Description of the task: Go to the line holding "I don't know" in the entries below and write out exactly every line down to and including the line holding "Not everyone has".

Source information:
PR #1725, opened 2015-06-26
ALSA: Handle input device suspend/recovery gracefully

bheart:
Currently if the PCM device is suspended, the input thread will run forever, spamming `ALSAAudioInput: Streams pipe error` on stderr.

The solution is to periodically call `snd_pcm_resume` until the device is ready to receive, after which the thread can continue as normal.

### DIFF
--- a/src/mumble/ALSAAudio.cpp
+++ b/src/mumble/ALSAAudio.cpp
@@ -382,8 +382,11 @@ void ALSAAudioInput::run() {
 #endif
 		readblapp = snd_pcm_readi(capture_handle, inbuff, static_cast<int>(wantPeriod));
 		if (readblapp == -ESTRPIPE) {
-			// suspend event - what to do?
-			qWarning("ALSAAudioInput: %s", snd_strerror(static_cast<int>(readblapp)));
+			qWarning("ALSAAudioInput: PCM suspended, trying to resume");
+			while (bRunning && snd_pcm_resume(capture_handle) == -EAGAIN)
+				msleep(1000);
+			if ((err = snd_pcm_prepare(capture_handle)) < 0)
+				qWarning("ALSAAudioInput: %s: %s", snd_strerror(static_cast<int>(readblapp)), snd_strerror(err));
 		} else if (readblapp == -EPIPE) {
 			err = snd_pcm_prepare(capture_handle);
 			qWarning("ALSAAudioInput: %s: %s", snd_strerror(static_cast<int>(readblapp)), snd_strerror(err));


src/mumble/ALSAAudio.cpp
```diff
@@ -382,8 +382,11 @@ void ALSAAudioInput::run() {
 #endif
 		readblapp = snd_pcm_readi(capture_handle, inbuff, static_cast<int>(wantPeriod));
 		if (readblapp == -ESTRPIPE) {
-			// suspend event - what to do?
-			qWarning("ALSAAudioInput: %s", snd_strerror(static_cast<int>(readblapp)));
+			qWarning("ALSAAudioInput: PCM suspended, trying to resume");
+			while (snd_pcm_resume(capture_handle) == -EAGAIN)
+				sleep(1);
```
mkrautz: Please use http://doc.qt.io/qt-4.8/qthread.html#msleep instead.

mkrautz:
I'd like to have landed this now, but I need to think about the snd_pcm_resume loop().

If snd_pcm_resume() always returns EAGAIN (because the device newer returns, for some reason?), the thread will be spinning forever, and Mumble will not be able to terminate the thread fully.

The inner loop should probably also consider bRunning, and break out of the outer loop if !bRunning anymore.

mkrautz:
Also, a bit nitpicky (but I would probably amend the commit with this if not in there anyway)::

I'd prefer if the call to msleep was done as:

    QThread::msleep(1000);

since it's static.

bheart:
That's the inner loop taken care of. Surely mumble has the same level of control now as it did previously.

bheart:
Ah! I wasn't sure if I should call it as static or not - I actually did at first, but then I noticed another call to this->msleep in the output code. I'll get on that.

src/mumble/ALSAAudio.cpp
```diff
@@ -382,8 +382,11 @@ void ALSAAudioInput::run() {
 #endif
 		readblapp = snd_pcm_readi(capture_handle, inbuff, static_cast<int>(wantPeriod));
 		if (readblapp == -ESTRPIPE) {
-			// suspend event - what to do?
-			qWarning("ALSAAudioInput: %s", snd_strerror(static_cast<int>(readblapp)));
+			qWarning("ALSAAudioInput: PCM suspended, trying to resume");
+			while (snd_pcm_resume(capture_handle) == -EAGAIN && bRunning)
+				this->msleep(1000);
+			if ((err = snd_pcm_prepare(capture_handle)) < 0)
```
mkrautz: Should this be gated with "bRunning &&" to avoid calling snd_pcm_prepare when the device is not ready for it?

I don't know if bad things can happen by calling snd_pcm_prepare() if we broke out of the loop above with bRunning == false, without having called snd_pcm_resume() succesfully first?

bheart: Of course, whoops

bheart:
There's the unlikely chance that the suspended hardware doesn't support a resume operation, causing a return value of `-ENOSYS` on `snd_pcm_resume`. I don't see anyone else checking for that, though.

mkrautz:
Landed as b4d48ef43dc83ad924392527084af393ace1b7ba, thanks!

Issue #987, opened 2013-05-27
PTT/keybindings to F13-F24 


mumble-voip:
In 1.2.4-rc1-13-gc00b44e mapping key shortcuts to F13-F24 does not work. I found another (now closed) issue with exactly the same problem but it claimed to have been fixed in beta 49 of 1.2.4.

_This ticket has been migrated from sourceforge. It is thus missing some details like original creator etc.
The original is at https://sourceforge.net/p/mumble/bugs/987/ ._

GuiSim:
I was able to reproduce this issue in 1.2.8.

Volatar:
This issue persists currently as of the 1.3.0~687~g9c462ce~snapshot.

forivall:
@SuperFlue as far as the g710+ goes, #1730 should be able to take care of that problem.

Volatar:
Not everyone has access to the G keys. Everyone can bind F13-24 though. (Heck, you can find keyboards with those keys if you look hard enough.)

forivall:
@Volatar I'm not claiming to solve this problem at all :cry: just enough for logitech users to get by :angry:

mkrautz:
@Volatar 

Which program do you wish Mumble to receive these keys from? Autohotkey?

Having a reference in here should allow anyone picking this bug up to have a way to reproduce the issue.

pyrojoe:
Mumble receiving keybinds from Autohotkey would be ideal because AHK opens up many options for macros.  Mumble DOES acknowledge ahk binds if ahk is run as admin but mapping F13 won't map.  Using the exact same script will map F12 so I'm not sure what the issue is.  I used to be able to map F13 on Mumble v1.2.3 and I had a ticket found [here.](http://sourceforge.net/p/mumble/bugs/941/) where I mentioned it.  I recall someone saying that the keybind code didn't change between 1.2.3 and 1.2.4 but something changed there, possibly a dependency? I'm not really familiar with C++ or the codebase so wouldn't know.  Upgrading to 1.2.4 from 1.2.3 keeps previously entered F13 keybinds (which is what my ticket was about, a snapshot version broke the bind) but the bind just shows as "K:" not "K:F13" kinda buggy.

My current script is just running:
```
#NoEnv
#InstallKeybdHook
SendMode Input
SendInput {F13}  
ExitApp
```

[...]

PR #1730, opened 2015-06-28
Add g-key support for use in global shortcuts

### LINKED ISSUE #1721: [Feature Request] Logitech G-Keys
I'd like to write a PR for this! Would you accept adding this, esp. since the LCD plugin is already there? Who do I have to contact to get help, especially with modifying the windows build process (releng?) to include logitech's library?

FYI, for some reason, the current version of the g-key library available on [logitech's site](http://gaming.logitech.com/developers) ([GkeySDK_8.57.148.zip](http://www.logitech.com/pub/techsupport/SDK/GkeySDK_8.57.148.zip)) doesn't seem to work with my g710 with version 8.50.281 of logitech's desktop software (their current version is 8.58.183). However, it does work with the older [1.02.004 g-key library](https://github.com/noorus/nil/tree/master/external/LogitechGkeySDK_1.02.004) . I'll probably test upgrading my logitech software to see if it works with the new version then.

I'm currently working on [a tray app to talk to a teamspeak plugin](https://github.com/forivall/niftykb) to enable push to talk for keys that only directinput seems to pick up, where I basically ripped out mumble's keybinding code (so I've got a decent understanding of how do implement this). I also wanted to use it to allow mumble to detect g-key events, but I just realized that your plugin system doesn't do that kind of thing, so I'm submitting this PR. Alternatively, adding more features to the plugin system could be added, but I don't have the expertise needed for that.

forivall:
Fixes #1721

There are still some todos for this before it should be merged:

1. <s>The location of the dll needs to be loaded by looking at the registry, instead of how it is currently hardcoded</s> see checklist.
2. <s>code review plz! I modeled it after CELTCodec.cpp/h.</s> "LGTM"
3. If somebody has a logitech mouse with billions of buttons, it would be nice if they could test this (G600, G300, G400, G700, G9/G9x, MX518, G402, G502, or G602). Note that this is only for the extra buttons, higher than button 5.
4. <s>should the `QList<QVariant>` format for passing around buttons be made uniform, so that the first element is always a signifier of if it's a dinput or a gkey? or should i create a uuid for gkeys, and keep the list length at 2?</s> Create a uuid for gkeys and gmousebuttons

<s>And finally, the instructions to the user, that will need to be placed somewhere on the wiki: This requires Logitech Gaming Software version 8.55+, and they need to set the mumble profile to "Set as Default" or "Set as Persistent" to allow the keys to work while mumble is in the background.</s> Included in pr.

---

- [x] Rename files and class
- [x] Include Spec and doc in .cpp file
- [x] add hidden config option
- [x] Create guid for gkey key and gkey mousebutton
- [x] update reporting to use guid
- [x] query registry for dll location
- [x] update build settings
- [ ] Also add user documentation to the wiki


src/mumble/GlobalShortcut_win.cpp
```diff
@@ -557,12 +566,53 @@ void GlobalShortcutWin::timeTicked() {
 			handleButton(ql, rgdod[j].dwData & 0x80);
 		}
 	}
+#ifdef USE_GKEYS
+	if (gkey->isValid()) {
+		for (int button = GKEY_MIN_MOUSE_BUTTON; button <= GKEY_MAX_MOUSE_BUTTON; button++) {
```
mkrautz: Indentation.

src/mumble/GlobalShortcut_win.cpp
```diff
@@ -557,12 +566,53 @@ void GlobalShortcutWin::timeTicked() {
...
+            QList<QVariant> ql;
+            ql << GKEY_BUTTON_MOUSE;
+            ql << button;
+            ql << 0; // 3 entries in the list means gkey; add '0' as a dummy
+            handleButton(ql, gkey->isMouseButtonPressed(button));
+		}
+		for (int mode = GKEY_MIN_KEYBOARD_MODE; mode <= GKEY_MAX_KEYBOARD_MODE; mode++) {
```
mkrautz: Indentation.

src/mumble/GlobalShortcut_win.cpp
forivall: Wierd, my editor switched to spaces for those lines. Fixed.

mkrautz:
I'd like if this was using a GUID for G-keys instead. Fits the GlobalShortcut_win architecture better.

I'd like it if you added a comment at the top of Gkeys.cpp saying: "The code interfacing with the Logitech G-Keys DLL was implemented using the following spec:\n\n<the spec I wrote>"

Let's rename the file from Gkeys.{cpp,h} to GKeys.{cpp,h}. Very nitpicky.

I think we might as well enable G-keys support by default.
You can easily do that by having a !CONFIG(no-gkeys) { CONFIG *= gkeys } (with correct indentation) just above your CONFIG(gkeys) section.

Code LGTM....  If you implement my spec, registry querying and GUIDs for G-Ke-Keyboard and G-Key-Mouse, I think it's ready to go in.

mkrautz:
I guess also means I prefer the class to be called GKeyLibrary. :-)

mkrautz:
Oh, and the !CONFIG(no-gkeys) would probably need to go after CONFIG(gkeys)...

mkrautz:
Also, I would like to ask you to include a config option (no UI, just a config option) for disabling G-keys suport.

You can base it on https://github.com/mumble-voip/mumble/commit/18c359f82a758ae68886fb4b8b270916032cec9e

I think it should just be called "shortcut/gkey" or something. I don't think we need to put it under "shortcut/win/gkey" since it is not OS-vendor specific. We could grow an implementation for other OSes in the future, so "shortcut/gkey" seems fine.

It should be enabled by default.

In GlobalShortcut_win.cpp, you can then just do (g.s.bEnableGKey) { gkeys = new GKeyLibrary(); }, and gate the polling inside the ifdefs with a similar check.

This allows us to have users apply a registry hotfix to disable G-Key support in case it causes performance problems, hangs or crashes in the future.

forivall:
Awesome! should I just create a guid with `uuidgen`, or is there some other way (hashing something?). 

Should I include the full text of the spec in the comment, or just a link?

I would anticipate that the only other os that this would be needed for is OSX. ([Since LInux users have to use custom drivers :sweat:](https://github.com/Wattos/logitech-g710-linux-driver))

I'll do all of this sometime tomorrow (PDT). It's late.

mkrautz:
Just create a v4 GUID somewhere. I use python: import uuid; uuid.uuid4().

Spec: just include a line stating you implemented it using the spec below, and include it verbatim inside the source file.

mkrautz:
You might also want to add a small doc snipped inside the .cpp file describing how to setup Logitech Gaming Software to interact with Mumble.

You are right that it probably should live in the Wiki for end-users to see, but I think it would be nice to have in the code as well.

forivall:
And done!

src/mumble/GKeys.h
```diff
@@ -0,0 +1,94 @@
...
+	bool isMouseButtonPressed(int button);
+	bool isKeyboardGkeyPressed(int key, int mode);
+	QString getMouseButtonString(int button);
+	QString getKeyboardGkeyString(int key, int mode);
+
+protected:
+	QLibrary qlLogiGkey;
+	bool bValid;
+
+	bool (*LogiGkeyInit)(void *);
```
mkrautz: BOOL as per the spec.

src/mumble/GKeys.h
```diff
@@ -0,0 +1,94 @@
...
+	void (*LogiGkeyShutdown)();
+	bool (*LogiGkeyIsMouseButtonPressed)(int button);
```
mkrautz: BOOL as per the spec.

src/mumble/GKeys.h
```diff
@@ -0,0 +1,94 @@
...
+	bool (*LogiGkeyIsKeyboardGkeyPressed)(int key, int mode);
```
mkrautz: BOOL as per the spec.

src/mumble/GKeys.cpp
```diff
@@ -0,0 +1,172 @@
...
+		// XXX: Should the unicode variants be used instead?
+		LONG err = RegQueryValueExA(key, "", NULL, &type, reinterpret_cast<LPBYTE>(libLocation), &len);
+		if (err == ERROR_SUCCESS && type == REG_SZ) {
+			qWarning("GKeyLibrary: Found ServerBinary with libLocation = \"%s\", len = %d", libLocation, len);
+			alternatives << QString::fromLatin1(reinterpret_cast<const char *>(libLocation), len);
+		} else {
+			qWarning("GKeyLibrary: Error looking up ServerBinary (Error: 0x%x, Type: 0x%x, len: %d)", err, type, len);
+		}
+	} else {
+		qWarning("GKeyLibrary: Could not open lib location regkey (Error: 0x%x)", errOpen);
```
mkrautz: Probably drop this warning. It'll be a lot of noise for people without LGS.

mkrautz:
Looks pretty good now!

I know I suggested GKeys.cpp and GKeys.h, but would it be more correct for it to be GKey.cpp and GKey.h? And USE_GKEY? It fits better with the class name, DLL function names and so on. If it's not too burdensome, I think we should change it to just be GKey all around.

src/mumble/GKeys.h
```diff
@@ -0,0 +1,94 @@
...
+   PROFITS; OR BUSINESS INTERRUPTION) HOWEVER CAUSED AND ON ANY THEORY OF
+   LIABILITY, WHETHER IN CONTRACT, STRICT LIABILITY, OR TORT (INCLUDING
+   NEGLIGENCE OR OTHERWISE) ARISING IN ANY WAY OUT OF THE USE OF THIS
+   SOFTWARE, EVEN IF ADVISED OF THE POSSIBILITY OF SUCH DAMAGE.
+*/
+
+#ifndef MUMBLE_MUMBLE_GKEY_H
+#define MUMBLE_MUMBLE_GKEY_H
+
+// #include <stdint.h>
```
mkrautz: Drop if not needed?

src/mumble/GKeys.cpp
```diff
@@ -0,0 +1,172 @@
...
+{
+	QStringList alternatives;
+
+	HKEY key = NULL;
+	DWORD type = 0;
+	LPSTR libLocation[255];
+	DWORD len = 255;
+	LONG errOpen = RegOpenKeyExA(GKEY_LOGITECH_DLL_REG_HKEY, GKEY_LOGITECH_DLL_REG_PATH, NULL, KEY_READ, &key);
+	if (errOpen == ERROR_SUCCESS) {
+		// XXX: Should the unicode variants be used instead?
```
mkrautz: Yes, we simply use RegOpenKeyEx, RegQueryValueEx, etc. in most places in the rest of the codebase.

forivall:
Yeah, I'm fine with renaming stuff (except that when I changed "USE_GKEYS" to "USE_GKEY", I had do do a clean build cuz the pch had the old define. :anguished:) I also changed the qmake flag from `gkeys` to `gkey`, for more consistency. All references now use "GKey" instead of "GKeys", except for one place in the doc comment

mkrautz:
Looks good!  One thing: I can't land this with the current license text.

You've changed "All rights reserved" to "Some rights reserved", which I myself don't particularly mind.

But the "All rights reserved" text is part of the 3-clause BSD license, whether we like it or not. So it ought to stay.

I would have done this myself, but since your modified BSD-license text contains "Redistributions of source code must retain the above copyright notice, this list of conditions and the following disclaimer.", I cannot make that change myself, as I would breach the license.

So in order for me to be able to land this, please revert it back to the default 3-clause BSD license used elsewhere in Mumble.

Thanks!

forivall:
Sorry about that. I usually just slap a LICENSE file at the base of my project, and then not really pay attention to the individual file header license text.

mkrautz:
Marking as ready-to-land. LGTM.

I will land once I am able to.

mkrautz:
Landed as 6c096c3148bf610ae85d4cde381d2ff366e3109f.

Very sorry for the long wait. :-(

mkrautz:
Oh, and just to add: Thank you very much, this is pretty cool :-)

pyrojoe:
Any idea when the build with this addition be released?  and If I want to build this myself do I have to use the gkey flag? I want to test this on my G500 and G710+

mkrautz:
I will do a snapshot soon.

mkrautz:
Triggered a snapshot... It's building!

@pyrojoe The gkey CONFIG option is always on, unless disabled with CONFIG-=no-gkey.

pyrojoe:
Thanks @mkrautz I saw the snapshot "mumble-1.3.0~690~ge614a7b~snapshot"

I've tested it and I've got it working on both my keyboard (G710+) and mouse (G500 predecessor to the G502). I had to reinstall LGS for it to work on both my machines.  The downside of this implementation is mumble only reacts to that key while the mumble profile is active (either when mumble is in focus or if you have that profile set as persistent)

This means the mumble profile is the only profile you can use, if you have profiles with bindings for games you can't use them.  So while this sounded like a useful feature on paper it's only useful to those who use one profile across all their applications anyway.

It would also be a viable solution if the G-keys could be assigned in all profiles.  Then I could just have my mouse button set to the G-key for all profiles and not have to worry about it.  But as far as I can tell you can only assign the G-key for programs that support it, and only one program can use a G-key at a time.

To be sure, is my understanding correct @forivall ?  If it is I'm trying to figure out the benefit of this addition.  I didn't have much familiarity with G-Keys so wasn't expecting the use case to be so narrow =/

forivall:
@pyrojoe Yes, unfortunately, that is correct. That's just the way that the LGS works and the way that the G-key API works, and the G-key API is the only way to listen directly to g-keys. I wish that Logitech would allow a way to globally listen to g-keypresses, without requiring a profile. The only other ways to interact with the G-keys are by using the LGS GUI or embedded Lua, which don't lend well to direct integration with mumble. The third solution would be to use the Lua scripting to simulate F13-F18, and fix #987. However, that's a harder bug, and one that I'm not equipped to try to fix :disappointed:. 

This behaviour is [documented in the code (link)](https://github.com/mumble-voip/mumble/commit/6c096c3148bf610ae85d4cde381d2ff366e3109f#diff-f0b8bd1dc5a95211f1673caf2598797fR80), and will be updated in the wiki. I was just waiting for this pr to land before updating the wiki; didn't want to document something that hasn't landed yet.

One thing that you may have missed is that you can also set the mumble profile as the default, so if you have a specific game profile, it will still activate. Personally, I really only use one profile anyways.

Response to this task:
I don't know if bad things can happen by calling snd_pcm_prepare() if we broke out of the loop above with bRunning == false, without having called snd_pcm_resume() succesfully first?

bheart: Of course, whoops

bheart:
There's the unlikely chance that the suspended hardware doesn't support a resume operation, causing a return value of `-ENOSYS` on `snd_pcm_resume`. I don't see anyone else checking for that, though.

mkrautz:
Landed as b4d48ef43dc83ad924392527084af393ace1b7ba, thanks!

Issue #987, opened 2013-05-27
PTT/keybindings to F13-F24 


mumble-voip:
In 1.2.4-rc1-13-gc00b44e mapping key shortcuts to F13-F24 does not work. I found another (now closed) issue with exactly the same problem but it claimed to have been fixed in beta 49 of 1.2.4.

_This ticket has been migrated from sourceforge. It is thus missing some details like original creator etc.
The original is at https://sourceforge.net/p/mumble/bugs/987/ ._

GuiSim:
I was able to reproduce this issue in 1.2.8.

Volatar:
This issue persists currently as of the 1.3.0~687~g9c462ce~snapshot.

forivall:
@SuperFlue as far as the g710+ goes, #1730 should be able to take care of that problem.

Volatar:
Not everyone has access to the G keys. Everyone can bind F13-24 though. (Heck, you can find keyboards with those keys if you look hard enough.)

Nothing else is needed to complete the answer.